I have now entered what I call the Temperance Area, for between the Bickley Arms and The Royal Eltham in Mottingham there is not a pub in sight. Elmstead Woods is a pub free zone. If I’m going to collapse and receive the reviving spirits that only a good hostelry can offer, I’d better do it now. No chance………It does always surprise me that an area so generally well endowed with drinking establishments has at it’s very heart an area drier than prohibition, it's a real puzzler. This occupies my mind for a while until the pain I’m in comes to the fore once more.

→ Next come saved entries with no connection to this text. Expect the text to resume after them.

PR #127, opened 2022-08-06
Add ingest HN example, IngestChannel

bahlo:
This PR adds an example that ingests all of HN into a dataset. 
The example brought up the need of a `IngestChannel` method, which this PR also adds.


examples/ingest-hn/main.go
```diff
@@ -0,0 +1,111 @@
...
+	"log"
+	"net/http"
+	"os"
+	"strconv"
+	"sync"
+
+	"github.com/axiomhq/axiom-go/axiom"
+)
+
+const BaseURL = "https://hacker-news.firebaseio.com"
```
lukasmalkmus, line 17:
```suggestion
const baseURL = "https://hacker-news.firebaseio.com"
```

axiom/datasets.go
```diff
@@ -175,6 +176,16 @@ type IngestStatus struct {
 	WALLength uint32 `json:"walLength"`
 }
 
+func (s *IngestStatus) add(other *IngestStatus) {
```
lukasmalkmus, line 179:
```suggestion
func (s *IngestStatus) merge(other *IngestStatus) {
```

I think `add` implies values are all added up but this is not true for the `WALLength`.

axiom/datasets.go
```diff
@@ -560,6 +571,48 @@ func (s *DatasetsService) IngestEvents(ctx context.Context, id string, opts Inge
...
+			}
+		}
+	}
+	if len(eventBuf) > 0 {
+		newIngestStatus, err := s.IngestEvents(ctx, id, opts, eventBuf...)
+		if err != nil {
+			log.Fatal(fmt.Errorf("failed to ingest events: %w", err))
+		}
+
+		ingestStatus.add(newIngestStatus)
```
lukasmalkmus, line 610:
```suggestion
		ingestStatus.merge(newIngestStatus)
```

See above.

axiom/datasets.go
```diff
@@ -560,6 +571,48 @@ func (s *DatasetsService) IngestEvents(ctx context.Context, id string, opts Inge
 	return &res, nil
 }
 
+// IngestChannel ingests events from a channel into the dataset identified by
+// its id.
+// Restrictions for field names (JSON object keys) can be reviewed here:
+// https://www.axiom.co/docs/usage/field-restrictions.
+func (s *DatasetsService) IngestChannel(ctx context.Context, id string, events <-chan Event, opts IngestOptions) (*IngestStatus, error) {
```
lukasmalkmus, line 578: I think this method could use multiple cleanups:

1. It does not allow any control over the size of the buffer. I don't know if that is something users **really** need but if they are using channels it feels like they have a more complex use case that needs more control over ingestions, as well.
2. Instead of saving into a buffer we might profit from opening a connection and writing directly to the request body (using an `io.Pipe`). E.g. the whole `IngestEvents` method but ranging over the channel instead of the supplied slice of events.
3. Code seems a bit repetitive, could make the flush logic a reusable function.
4. It is logging error instead of returning them. Big no no.

examples/ingest-hn/main.go
```diff
@@ -0,0 +1,111 @@
...
+
+func getMaxItemID() (uint64, error) {
+	res, err := http.Get(BaseURL + "/v0/maxitem.json")
+	if err != nil {
+		return 0, fmt.Errorf("failed to get maxitem.json: %w", err)
+	}
+	defer res.Body.Close()
+
+	maxItemIDBytes, err := ioutil.ReadAll(res.Body)
```
lukasmalkmus, line 26:
```suggestion
	maxItemIDBytes, err := io.ReadAll(res.Body)
```

`ioutil` is deprecated.

examples/ingest-hn/main.go
```diff
@@ -0,0 +1,111 @@
...
+
+	idChan := generateIDs(maxItemID)
+	eventChan := fetchEvents(idChan)
+
+	client, err := axiom.NewClient()
+	if err != nil {
+		log.Fatal(fmt.Errorf("failed to construct Axiom client: %w", err))
+	}
+
+	_, err = client.Datasets.IngestChannel(context.TODO(), datasetName, eventChan, axiom.IngestOptions{})
```
lukasmalkmus, line 107:
```suggestion
	_, err = client.Datasets.IngestChannel(context.Background(), datasetName, eventChan, axiom.IngestOptions{})
```

Or use a proper context from `signal.NotifyContext`.

axiom/datasets.go
bahlo: Re 4.: Oops, yeah that log should not be in there.

PR #130, opened 2022-08-15
feat(query): add {min/max}Cursor to the query result status

lukasmalkmus:
This adds two missing fields.

It also improves some tests aroud the affected struct.

### DIFF
--- a/axiom/query/result.go
+++ b/axiom/query/result.go
@@ -40,6 +40,13 @@ func messageCodeFromString(s string) (mc MessageCode, err error) {
 	return mc, err
 }
 
+// MarshalJSON implements `json.Marshaler`. It is in place to marshal the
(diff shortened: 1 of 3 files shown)


axiom/query/result.go
```diff
@@ -53,7 +60,7 @@ func (mc *MessageCode) UnmarshalJSON(b []byte) (err error) {
 	return err
 }
 
-// MessagePriority represents the priority of a message associated with a query.
+// MessageCode represents the priority of a message associated with a query.
```
kamstrup, line 63: Looks like a stray search/replace?

kamstrup (approved):
Looks good, thanks @lukasmalkmus

axiom/query/result.go
lukasmalkmus: Thanks! Good catch!

PR #132, opened 2022-08-16
feat(query): add argmin, argmax and set aggregations

lukasmalkmus:
This PR adds three new aggregations to `axiom-go`:

* `argmin`
* `argmax`
* `makeset`


schehata (approved):
LGTM

PR #133, opened 2022-08-16
feat(ci): use GitHub release notes generation API for changelog

lukasmalkmus:
We use that for most of our non-Go projects as well.


schehata (approved):
looks good, not sure why the tests are failing though

PR #134, opened 2022-08-30
fix(query): parse unknown aggregations gracefully

lukasmalkmus:
Fixes an issue when running an APL query with an aggregation that has not yet been defined in `axiom-go`.

### DIFF
--- a/axiom/query/aggregation.go
+++ b/axiom/query/aggregation.go
@@ -2,7 +2,6 @@ package query
 
 import (
 	"encoding/json"
-	"fmt"
 	"strings"
 )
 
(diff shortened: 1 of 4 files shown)


bahlo (approved):
would be cool if we could still record the unknown value somewhere -- maybe the "enum" should have string values? idk, it's fine like this too, LGTM

lukasmalkmus:
> would be cool if we could still record the unknown value somewhere -- maybe the "enum" should have string values? idk, it's fine like this too, LGTM

This was my initial idea, too. But then `string("newAggOp") != OpUnknown`.

bahlo:
what if we didn't have `OpUnknown` and everything that's not typed is unknown?

PR #136, opened 2022-08-30
fix(auth/pkce): code grooming

lukasmalkmus:
Some code grooming.

### DIFF
--- a/axiom/auth/auth.go
+++ b/axiom/auth/auth.go
@@ -2,6 +2,8 @@ package auth
 
 import (
 	"context"
+	"crypto/rand"
+	"encoding/hex"
 	"errors"
 	"fmt"
 	"net"
@@ -9,7 +11,6 @@ import (
 	"net/url"
 	"time"
 
-	"github.com/google/uuid"
 	"golang.org/x/oauth2"
 
 	"github.com/axiomhq/axiom-go/axiom/auth/pkce"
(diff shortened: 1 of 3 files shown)


axiom/auth/auth.go
```diff
@@ -20,8 +21,6 @@ const (
 	tokenPath   = "/oauth/token" //nolint:gosec // Sigh, this is not a hardcoded credential...
 	successPath = "/oauth/success"
 	errorPath   = "/oauth/error"
-
-	clientID = "13c885a8-f46a-4424-82d2-883cf7ccfe49"
```
lukasmalkmus, line 24: This will be moved into `cli`.

axiom/auth/auth.go
```diff
@@ -88,12 +87,13 @@ func Login(ctx context.Context, baseURL string, loginFunc LoginFunc) (string, er
 		return "", err
 	}
 
-	state, err := uuid.NewUUID()
-	if err != nil {
+	stateBytes := make([]byte, 16)
+	if _, err = rand.Read(stateBytes); err != nil {
 		return "", err
 	}
+	state := hex.EncodeToString(stateBytes)
```
bahlo, line 94: Missing some context here, why are we moving to a random hex string?

lukasmalkmus: I took some inspiration from different OAuth2 client-side implementations that utilise `state`. While my previous choice of UUID provides sufficient entropy, that approach wasn't used a lot in the wild.

Also the new approach makes it a bit more explicit where entropy is derived from as compared to the UUID approach where you actually need some insight into what an UUID is and how it works.

bahlo (approved):

PR #140, opened 2022-09-23
Mark BlocksDeleted as deprecated

bahlo:
@lukasmalkmus or would you rather I remove the whole `TrimResult`?


lukasmalkmus (approved):
Fine with the changes. Leave it as is for now. Before we drop this, I want to know if the server returns a 200 or 204 atm.

PR #158, opened 2022-11-07
fix: correct http request retry for streams

lukasmalkmus:
This PR fixes the http retry mechanism for stream-based ingest methods by properly setting `http.Request.GetBody` as well as utilizing it. This does not apply to user-supplied streams on `client.Datasets.Ingest`, although Go will do some magic if the passed `io.Reader` is one of `bytes.Buffer`, `bytes.Reader` or `strings.Reader`.

### DIFF
--- a/axiom/datasets.go
+++ b/axiom/datasets.go
@@ -399,48 +399,38 @@ func (s *DatasetsService) IngestChannel(ctx context.Context, id string, events <
 		return nil, spanError(span, err)
 	}
 
-	getBody := func() (io.ReadCloser, error) {
-		pr, pw := io.Pipe()
+	pr, pw := io.Pipe()
 
-		zsw, wErr := zstd.NewWriter(pw)
-		if wErr != nil {
-			_ = pr.Close()
-			_ = pw.Close()
-			return nil, wErr
+	zsw, err := zstd.NewWriter(pw)
+	if err != nil {
+		_ = pr.Close()
+		_ = pw.Close()
+		return nil, err
+	}
+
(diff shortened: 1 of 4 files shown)


axiom/datasets.go
```diff
@@ -385,36 +399,48 @@ func (s *DatasetsService) IngestChannel(ctx context.Context, id string, events <
 		return nil, spanError(span, err)
 	}
 
-	pr, pw := io.Pipe()
-	go func() {
+	getBody := func() (io.ReadCloser, error) {
```
mhr3, line 402: Can't use this here, you would have lost all the previous events from the channel

lukasmalkmus: Thanks for catching this! I suspected something similar but wrote a test that passed: Turns out my test was bad :facepalm:

We can decide not to retry on that method **_or_** change how it ingests data: Instead of a steady stream of events we could decide to batch the events from the channel. That would also prevent long standing connections from slow channels. On the other hand, we have the same problem with slow readers passed to `Ingest` where we cannot batch if the data is encoded.

But implementing batching on `IngestChannel` that takes all of this into account sounds spicy. Not that it is super complicated but you want to take channel sizes, etc. into account, no?

bahlo: In axiom-rs we take chunks of 1k or whatever comes in in 1s and then send that batch. That works really well because you can retry the chunk if ingestion fails. I think it's worth it implementing that to make it "just work".

mhr3 (approved):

My lungs are now feeling like they’re full of burning fluid and the effort to put my leaden feet one in front of the other is starting to take its toll. I’m convinced I can see a woman walking a cat and then get nearly killed by a hoody hurtling down Elmstead Lane on his skateboard. I don’t think the hug I end up giving him was quite the one David Cameron had in mind………Eventually I turn into my road and receive a cheery wave from Mr Benny Bus man, one of my neighbours. “Oo, had a good run have you?” he asks in mock friendliness as I stagger past. Prizes are on offer for the person who gets closest to my reply – and yes, it did contain the F-word.